Dev Log #1 — Why ThinTensor Exists
SafeTensors is already a very good format for what it was designed to do: store tensors safely. It keeps tensor metadata simple. For normal model distribution, that is enough.
The problem starts when the tensor file becomes the runtime boundary.
That is enough if another framework already knows the model class and execution graph. But for an inference runtime, especially one focused on single-token decode, those fields are not enough. The runtime needs to know what each tensor means.
The .thin Format
The first .thin archive is intentionally simple:
.thin = fixed header + JSON manifest + page table + raw page data
The Rust implementation defines the archive identity and header size directly:
pub const MAGIC: &[u8; 8] = b"THINv0\0\0";
pub const HEADER_LEN: u32 = 88;
The header stores the physical structure of the archive:
pub struct Header {
pub header_len: u32,
pub version: u32,
pub manifest_off: u64,
pub manifest_len: u64,
pub page_table_off: u64,
pub page_count: u64,
pub data_off: u64,
pub archive_hash: [u8; 32],
}
This lets the loader open the file without guessing. It reads the header, jumps to the manifest, then reads the page table, then maps the raw page data.

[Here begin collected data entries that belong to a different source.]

PR #5224, opened 2023-05-17
[lit] Add COND_RUN to allow each RUN line has different requires

python3kgae:
A new command type COND_RUN is added to lit.
The format is COND_RUN(feature_list): cmd
The cmd will only be executed when all the features in feature_list are supported.

This is to support case like
%dxilver 1.5 and %dxilver 1.6 in same test file.

### DIFF
--- a/utils/lit/lit/TestRunner.py
+++ b/utils/lit/lit/TestRunner.py
@@ -479,12 +479,36 @@ def parseIntegratedTestScript(test, normalize_slashes=False,
             # Trim spaces.
             cond_run_requires = [require.strip()
                       for require in cond_run_requires]
+
+            # Trim trailing whitespace.
+            ln = ln.rstrip()
+
             # Collapse lines with trailing '\\'.
             if cond_script and cond_script[-1][1][-1] == '\\':
-                cond_script[-1] = cond_script[-1][1][:-1] + ln
+                prev = cond_script[-1]
+                cond_run = (prev[0], prev[1][:-1] + ln)
+                cond_script[-1] = cond_run
             else:
                 cond_run = (cond_run_requires, ln)
                 cond_script.append(cond_run)
+
+            # No collapse anymore.
+            if ln[-1] != '\\':
+                prev = cond_script[-1]
+                cond_run_requires = prev[0]
+                # Check that we have the required features:
+                missing_required_features = [f for f in cond_run_requires
+                                    if f not in test.config.available_features]
+                ln = prev[1]
+                if missing_required_features:
+                    msg = ', '.join(missing_required_features)
+                    print('COND_RUN {} skipped for unsupport {}'.format(ln, msg))
+                    cond_run = (False, ln)
+                    cond_script.append(cond_run)
+                    continue
+
+                # Feature supported, append to script.
+                script.append(ln)
         else:
             raise ValueError("unknown script command type: %r" % (
                     command_type,))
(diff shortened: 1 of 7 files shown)


utils/lit/lit/TestRunner.py
```diff
@@ -471,6 +473,18 @@ def replace_line_number(match):
...
+            cond_run_requires = cond_run_requires_str.split(',')
+            # Trim spaces.
+            cond_run_requires = [require.strip()
+                      for require in cond_run_requires]
+            # Collapse lines with trailing '\\'.
+            if cond_script and cond_script[-1][1][-1] == '\\':
+                cond_script[-1] = cond_script[-1][1][:-1] + ln
+            else:
+                cond_run = (cond_run_requires, ln)
+                cond_script.append(cond_run)
```
tex3d, line 487: Shouldn't conditional run lines be ordered in the same list as normal run lines, rather than gathered separately and tacked onto the end?  Can these conditions be tested within the code gathering the lines, then added to the same script if they pass?  Then the `if command_type == 'RUN':` block could be modified to handle `COND_RUN(` at the same time, only checking the condition and potentially skipping if it's `command_type.startswith('COND_RUN(')`.

utils/lit/tests/Inputs/shtest-format/cond_run_requires-missing.txt
```diff
@@ -0,0 +1,2 @@
+COND_RUN(a-missing-feature): true
+COND_RUN(a-missing-feature, a-present-feature): true
```
tex3d, line 2: Does `true` simply return a non-failing exit code?  If so, don't we want a failing exit code to ensure it was skipped?

tex3d (changes requested):

utils/lit/lit/TestRunner.py
python3kgae: Good catch.
Will fix it.

python3kgae: Fixed.

utils/lit/tests/Inputs/shtest-format/cond_run_requires-present.txt
```diff
@@ -0,0 +1,3 @@
+COND_RUN(a-present-feature): true
```
llvm-beanz, line 1: These test files are _inputs_ to tests, you don't have any updates to the FileCheck test to verify that they actually do what you're intending.

llvm-beanz (commented):
I feel like the parsing and language for this is a bit clunky. What about something more like `RUN-IF(...):`. This keeps a `RUN` prefix, makes it brief without shortening words, and uses `-` instead of `_` which matches FileCheck directives.

bogner:
If we want to add something like this to lit we should probably bring it up in upstream for discussion too. There are a lot of users of lit there that might have helpful ideas on the design of this feature.

python3kgae:
> If we want to add something like this to lit we should probably bring it up in upstream for discussion too. There are a lot of users of lit there that might have helpful ideas on the design of this feature.

Should I create a RFC somewhere?

bogner:
> > If we want to add something like this to lit we should probably bring it up in upstream for discussion too. There are a lot of users of lit there that might have helpful ideas on the design of this feature.
> 
> Should I create a RFC somewhere?

Yeah, writing up an RFC on https://discourse.llvm.org/ is probably the right course of action.

python3kgae:
> > > If we want to add something like this to lit we should probably bring it up in upstream for discussion too. There are a lot of users of lit there that might have helpful ideas on the design of this feature.
> > 
> > 
> > Should I create a RFC somewhere?
> 
> Yeah, writing up an RFC on https://discourse.llvm.org/ is probably the right course of action.

Found https://github.com/llvm/llvm-project/commit/1041a9642ba035fd2685f925911d705e8edf5bb0
Might works for our use case.

tex3d:
> > > > If we want to add something like this to lit we should probably bring it up in upstream for discussion too. There are a lot of users of lit there that might have helpful ideas on the design of this feature.
> > > 
> > > 
> > > Should I create a RFC somewhere?
> > 
> > 
> > Yeah, writing up an RFC on https://discourse.llvm.org/ is probably the right course of action.
> 
> Found [llvm/llvm-project@1041a96](https://github.com/llvm/llvm-project/commit/1041a9642ba035fd2685f925911d705e8edf5bb0) Might works for our use case.

Looks like it might.  I suppose the only disadvantage compared with this one is that there's no feedback like UNSUPPORTED for you to tell how much was skipped entirely.  Of course the existing mechanism doesn't have that feedback under FileCheck either.

python3kgae:
Ported https://github.com/llvm/llvm-project/commit/1041a9642ba035fd2685f925911d705e8edf5bb0 in
https://github.com/microsoft/DirectXShaderCompiler/pull/5227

The manifest is JSON because the early format needed to stay inspectable. It contains the model-level information needed to reconstruct decode:
architecture
hidden size
number of layers
attention heads
KV heads
head dimension
vocabulary size
RoPE settings
tensor names
tensor shapes
tensor dtypes
tensor roles
quantization metadata
runtime/backend hints
validation metadata
The page table connects the manifest to real bytes inside the archive:
pub struct PageTableRecord {
pub page_id: String,
pub offset: u64,
pub stored_size: u64,
pub raw_size: u64,
pub flags: u32,
pub checksum: [u8; 32],
}
A page record gives the runtime a verified byte range, not just a tensor name. This matters because pages can later be scheduled, streamed, cached, kept on CPU, moved to GPU, or assigned different execution policies.
Packing and Verification
The packer does not blindly write files into an archive. It validates the manifest first:
let report = validate_manifest(&manifest);
if !report.is_ok() {
bail!("manifest invalid:\n{}", report.errors.join("\n"));
}
Then every page declared in the manifest must exist and match its declared size:
if bytes.len() as u64 != page.size {
bail!("page declared size does not match file size");
}
It also verifies the page checksum:
let checksum = blake3::hash(&bytes);
if checksum.as_bytes().as_slice() != expected.as_slice() {
bail!("page checksum does not match manifest");
}
Only after validation does the writer emit the archive:
write_header(&mut file, &header)?;
file.write_all(&manifest_bytes)?;
for record in &records {
write_page_table_record(&mut file, record)?;
}
for page in pages {
write_page_source(&mut file, page)?;
}
So the final file is structured as:
[ header ]
[ manifest JSON ]
[ page table records ]
[ raw page blobs ]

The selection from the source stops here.